MVP

How to choose a tech stack for your application

· 4 min read
How to choose a tech stack for your application

A tech stack is a set of programming languages, frameworks and software products that are used to build your application. A typical application consists of at least two layers — client-side (frontend) and server-side (backend).
If you want to build a mobile app your frontend will be the actual mobile app. There’s a variety of choices of what libraries and frameworks to base a mobile app on. Before starting the development, you need to choose what technology to use to hire appropriate specialists.

Why it’s essential to choose the right tech stack?

Choosing the right stack will allow you to save a lot of time and money on development. By picking popular language and framework, you can significantly reduce the amount of time spent on finding developers. An obsolete tech will have fewer adepts as more developers tend to work with popular technologies.

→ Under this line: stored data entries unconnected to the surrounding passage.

PR #986, opened 2021-08-11
[13.0][IMP] purchase_batch_invoicing: improve wizard tree view

ChristianSantamaria:
Simplify tree view to see the main data
imagen

### DIFF
--- a/purchase_batch_invoicing/views/purchase_order_view.xml
+++ b/purchase_batch_invoicing/views/purchase_order_view.xml
@@ -13,4 +13,24 @@
             </xpath>
         </field>
     </record>
+    <record id="purchase_batch_invoicing_tree_view" model="ir.ui.view">
+        <field name="name">purchase.order.tree (purchase_batch_invoicing)</field>
+        <field name="model">purchase.order</field>
+        <field eval="999" name="priority" />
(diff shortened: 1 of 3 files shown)


purchase_batch_invoicing/views/purchase_order_view.xml
```diff
@@ -13,4 +13,24 @@
             </xpath>
         </field>
     </record>
+    <record id="purchase_batch_invoicing_tree_view" model="ir.ui.view">
+        <field name="name">purchase.order.tree (purchase_batch_invoicing)</field>
+        <field name="model">purchase.order</field>
+        <field eval="20" name="priority" />
```
pedrobaeza: Put an even higher priority (`999` or so)

pedrobaeza (changes requested):
Don't bump module version manually. Bot will do it. I'm wondering if putting the widget `many2many_tags` would be enough.

ChristianSantamaria:
Yes, adding the many2many_tags widget to it would be an option but I think it's fine to see this data

pedrobaeza (approved):

marcelsavegnago (approved):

Using open-source libraries and frameworks can reduce the amount of time your developers will spend implementing features. There are open-source components almost for anything — from interface elements and icons to heavy background processing on the backend.

You need to pick the right stack from the beginning because switching to something else will be time-consuming and will probably require you to hire other people to do it. Every technology has its use-cases and limitations, most of them are subjective, but sometimes they are critical for the product. For example, you will have a hard-time creating a high-load backend that has to do real-time processing with Ruby on Rails and Node.js is much more suitable for that.

How do you make the right choice?

Define what you want to build

First of all, you need to understand what your goal is. What kind of application do you want to build — web or mobile? There’s a difference between a web app that works in a mobile browser a native mobile app.

The general rule is to examine your target user base. If the majority of your users will use the app on the go, then you should build a mobile app. If they’re most likely to sit at the desk in their office, then web app would be the right choice.

Avoid launching on multiple platforms at once. It’s a lot of investment and makes management of the development process much more complicated. Validate your product on one platform first and then advance to another one

Try to at least briefly define what features you want to build (including long-term). There are a lot of open-source libraries out there, and the chances are that you can use the existing and free-to-use code as building blocks within your application. Knowing what you need will help you make the right choice by evaluating existing solutions within certain languages and frameworks

Hire a consultant

This option is often overlooked but hiring a consultant is one of the great ways to choose a tech stack. He or she can evaluate your requirements and suggest the stack that will work best for you. Give your consultant a list of features you want to build and a long-term vision of the product — your chosen stack should be good enough to allow rapid development and quick change in the beginning and also be flexible enough to use long-term.

If you are new to the tech industry and don’t know how to code your safe bet would be to use something that is popular. For example, there are few popular backend stacks you might use — .Net MVC (ASP), Ruby on Rails (Ruby), Django (Python), Laravel (PHP). Each one in the list above is a framework that allows you to build a backend for your application quickly. A framework is written in a programming language and developers you hire need to be well-versed in both the language and the framework. There are many frameworks written in a specific language — for example, there’s also Sinatra and Padrino frameworks, but they are much less popular.

On the frontend, there are plenty of choices — React.js, Vue.js, Angular.js, Ember.js for client-side logic and Twitter Bootstrap or Foundation for CSS styles. The good thing about frontend is that you don’t have a variety of languages like backend has — it’s all Javascript, HTML, and CSS. But the amount of available open-source frameworks is astonishing.

My preferred stack for rapid development is Node.js or Ruby on Rails on the backend and React.js with optional Twitter Bootstrap on the frontend. Most of the backend developers worth working with know either Node.js or Ruby on Rails or Node.js, or both. Node.js allows you to use the same language both on the backend and on the frontend (though it’s still different expertise), while Ruby on Rails has more best-practices built-in and forces developers to make right choices and not shoot themselves in the foot.

Paradox of choice

One of the common mistakes is to spend to much time on choosing the right stack due to the paradox of choice. Every choice will have its pro’s and con’s, so it doesn’t matter what you will choose. Just as execution is more important as the idea, execution is more important than a stack you’ve chosen.

You can pick the best options available and still fail miserably because developers will make bad choices or because you will fail to find product-market fit. I’m saying this not to discourage you but to show you that it’s just one choice among many others and it’s not going to make or break the success of your product. Your vision, your understanding of the market and the team you are working with is much more important.

An example from my practice

Let’s say you want to build a B2B Sass app that will allow retail stores to manage their warehouse. Most of the work will be done in the office — they will add and manage goods, track sales and run a variety of reports. There will be only ten users of the app doing routine tasks. Your long-term vision is that you will create a complimentary app used by the warehouse workers to scan barcodes and do a set of functions on-site. You also want to create a tablet POS app sometime later to track sales in real-time.

In that scenario, I would use Rails as a backend because it allows to build the backend API quickly and expand it over time. I would build a frontend web app using React.js that would be used by office workers and then would use ReactNative and Expo.io to create cross-platform mobile apps for warehouse workers and POS.